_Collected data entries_
PR #2166, opened 2026-08-23
T-SBI for ExceptionsS/Sm

davidharrishmc:
Moved tests involving delegation to ExceptionsSm
Add T-SBI


coverpoints/norm/ExceptionsS.yaml
jordancarlin, line 1: ExceptionsS not covering any normative rules doesn't seem right. If it doesn't link to any normative rules we open ourselves up to the question of why it exists.

coverpoints/norm/ExceptionsSm.yaml
```diff
@@ -255,3 +255,46 @@ normative_rule_definitions:
       [
         "ExceptionsSm_cg/{cp_misaligned_priority_load, cp_misaligned_priority_store, cp_misaligned_priority_fetch}",
       ]
+
+  # --- moved from ExceptionsS: the medeleg walk runs from M-, S- and U-mode and lives in ExceptionsSm ---
```
jordancarlin: Drop this comment. No need to explain history.

generators/testgen/src/testgen/priv/extensions/ExceptionsS.py
```diff
@@ -63,359 +64,100 @@ def _generate_illegal_instruction_csr_tests(test_data: TestData) -> list[str]:
...
-                        f"LI(x{mask_mie}, 0x88)",
-                        f"LI(x{mask_sie}, 0x2)",
-                        f"{'csrs' if medeleg_b8 else 'csrc'} medeleg, x{medeleg_reg}",
-                        # Set MPIE and MIE so mret goes to the proper MIE in the next mode
-                        f"{'csrs' if mie else 'csrc'} mstatus, x{mask_mie}",
-                    ]
-                )
+    for mie in (0, 1):
+        for sie in (0, 1):
+            tag = f"{mode_tag}_mdlg_mie_{mie}_sie_{sie}"
```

_What is being asked_
From the records above, pull every line that carries the word "yaml".

_Response to the task_
coverpoints/norm/ExceptionsS.yaml
coverpoints/norm/ExceptionsSm.yaml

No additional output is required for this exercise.